Wisps of the cowgirl’s hair fell casually from the ribbon holding it back and her western hat, kept around her neck by a leather strap, bobbed up and down on her back. Roni’s dark hair was gelled to keep it in place, no matter what. As the woman used her shoulder to wipe perspiration from her cheek, she winced but this motion was made with such economy that no one would even know, except Luke who had made that motion a million times in frustration in the midst of a difficult software development project. His shoulder ached for her.

“Come and git it,” she called with authority and a western drawl. The twelve other people on the week’s junket meandered toward the wagon, with their substantial margaritas. Luke carried his beer bottle. He was beginning to feel Roni had been right. This was what he had needed.

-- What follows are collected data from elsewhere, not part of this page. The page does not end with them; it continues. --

PR #3164, opened 2026-07-31
Hosted iMessage (Photon): supersede #2999 with a working registration flow

glifocat:
## Type of Change

## Description

Supersedes #2999, which no longer merges cleanly against main. This PR carries the photon-hq commits unchanged, a merge of current main, and four commits with fixes from live end-to-end testing of the hosted backend.

The main fix: the wizard could report success for a number that never receives messages. Photon routes a number only once its dashboard Add-user invite has been accepted (the user row then carries `meta.opt_in`); registering the user through the API alone does not activate routing, but the wizard treated it as success.

What changed:

- The wizard no longer creates users through the API. Step 4 guides the operator through the dashboard Add-user + invite step and polls the list API until the row carries `meta.opt_in`, then reports success. 10 minute timeout with a clear failure; a re-run resumes where it left off. Transient list failures during the wait count as missed polls instead of aborting, and when the same phone has duplicate rows the opted-in one decides.
- `status` verifies routing live: it fetches the user row and checks `opt_in` instead of trusting local state, so installs configured by the old flow show their real state. New `routing:` line in the output; exit code 1 when routing is not confirmed.
- A re-run without `--phone` no longer erases the stored `phone_number` / `assigned_phone_number`.
- `getImessageLine` no longer treats an HTTP 200 response with an `{"error": ...}` body as a line (the lines endpoint answers plan-gate errors that way).
- SKILL.md, `docs/imessage.md`, and the CHANGELOG entry describe the manual dashboard step instead of promising a fully automatic setup.

Verified: wizard suite 31/31 plus skill conformance (144 total), typecheck clean, and live against the production Photon service on a fresh install. An opted-in number goes straight to success, an unknown number gets the guidance and waits, and `status` reports `opted in (verified live)` with exit 0.

## For Skills


gavrielc (approved):
Looks good!

I would cut down the changelog entry to a couple lines, and also move docs/imessage.md to the sill folder - but both not critical.

PR #3167, opened 2026-08-01
feat(credentials): alert when a provider credential expires

AmiTal4:
## Why

On **2026-08-01 06:39Z** the Codex ChatGPT credential in the OneCLI vault expired. What the operator saw in WhatsApp was:

```
Error: Reconnecting... 2/5: Read-only file system (os error 30)
```

Nothing else surfaced. `nanoclaw.error.log` recorded only absolute-ceiling container kills half an hour later; the causing `401 token_expired` existed **only** inside Codex's own `logs_*.sqlite` in the container. Every group on the codex provider (Edna, Edna Public, shopping, browser, edna-asaf) was down for ~32h before anyone diagnosed it.

The read-only text is the tell, not noise. Codex answers a 401 by trying to **refresh**, which writes `$CODEX_HOME/auth.json` — the OneCLI sentinel stub, bind-mounted read-only on purpose (`src/providers/codex.ts`). The refresh dies with EROFS and Codex reports *that*, burying the 401.

## What changed

Detection belongs to the provider, since only it can read its own harness's errors.

**Container**
- `AgentProvider.isAuthFailure` (new, optional) classifies a dead credential. Codex matches both the plain `401`/`token_expired`/`token_invalidated` forms and the EROFS refresh signature — under NanoClaw nothing else writes there, so it has exactly one meaning.
- The poll loop now replies with something the reader can act on instead of the harness text, pauses for an hour (nothing in the container can renew a vaulted credential), and raises a `credential_alert` system message.
- `ErrorGate` gains an auth class with its own dedupe bucket and its own pause, so a credential that words itself differently on every turn posts once, not per turn. `pauseReason()` keeps the loop's log line honest — an auth pause no longer logs "Provider limit hit".

**Host**
- New `src/modules/credential-health/`: logs the failure to `nanoclaw.error.log` and DMs an owner/admin with the fix, via the existing `pickApprover`/`pickApprovalDelivery` path.
- Alerts dedupe **per provider, not per group** — one vault credential backs every group on that provider, so five groups failing is one incident. A failed delivery does not consume the cooldown.

**Docs**
- `/add-codex` troubleshooting was wrong: re-running the auth step does **not** refresh a stale secret. `runCodexAuthStep` short-circuits whenever any OpenAI secret exists (it checks existence, not validity), so the expired one must be deleted first. Corrected, with the headless device-pairing note and the EROFS symptom.
- `CLAUDE.md` gains a "Credential expiry" section covering the detection path and the two re-auth gotchas (short-circuit; dedicated-session invariant).

## Verification

- Container: **224 pass / 0 fail** (`bun test src/`, run in the agent image).
- Host: **1265 pass / 0 fail across 110 files** (`vitest run`), including guard conformance and skill conformance.
- Host `tsc --noEmit`: clean.
- Container `tsc --noEmit`: same 3 errors as unmodified `main`, none new (the `codex.ts` one shifts by exactly the lines added here).
- `eslint src/`: **176 problems (10 errors, 166 warnings)** — byte-identical to `main`.

## Notes for review

- The EROFS match is deliberately broad within Codex's error surface. It is scoped to `CodexProvider.isAuthFailure`, so it cannot misclassify another provider's errors.
- The alert fires per failing turn by design: every occurrence is logged (forensics), only the first per window is DM'd (the interrupt). The new 1h auth pause bounds how often that can happen.
- This does **not** fix the expired credential itself — that needs an interactive re-login, which only the operator can complete.


AmiTal4:
Opened against the wrong remote by mistake — this belongs on my fork, not upstream. Closing.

“Here. You dish it up like this,” the cowgirl said. She demonstrated how to ladle the tender shredded beef and tangy sauce over fresh baked biscuits. She cajoled them into dunking their corn on the cob in a bucket of butter and tucked a wedge of watermelon on the edge of each of their plates. She used her bandanna to wipe her neck, damp with the effort of serving hot food on a steamy Montana night. Roni did not perspire, wouldn’t do anything that might cause it, even refused him on summer nights saying too sticky, too clammy, too much, just too much.

Luke waited his turn, then sauntered over to the table closest to the chuck wagon. The woman, satisfied that all were served, grabbed a plate and efficiently filled it with the smoking beef, and sat down next to Luke, plate heaped higher than his, and greeted every one at the table.

“You’re gonna love this barbecue. Isn’t a person doesn’t rave about this meal. Some people even take my picture near the pot while I pretend I’m stirring. Imagine that.”  And she laughed so richly, so deeply that Luke wondered how he could hear it again. Her chambray shirt boasted a smear of barbecue sauce on the pocket over her left breast, which captivated him even as he tried not to stare.

“I’m Letty,” she said. She extended her buttery hand to the folks around the table. Luke put down his corn and wiped his hand before telling her his name.

“Your name is Luke Dalton?  Oh, right.”  She laughed her rich laugh again. “That’s a well- known name around here. You have heard of the Dalton Brothers.”

“In the movies. And  I do have a brother but we’re both law abidin’ folk.”

“The Daltons had reputations, you know. Lying, cheating, stealing, womanizing. Not exactly the type a girl would seek out for a long-term relationship.”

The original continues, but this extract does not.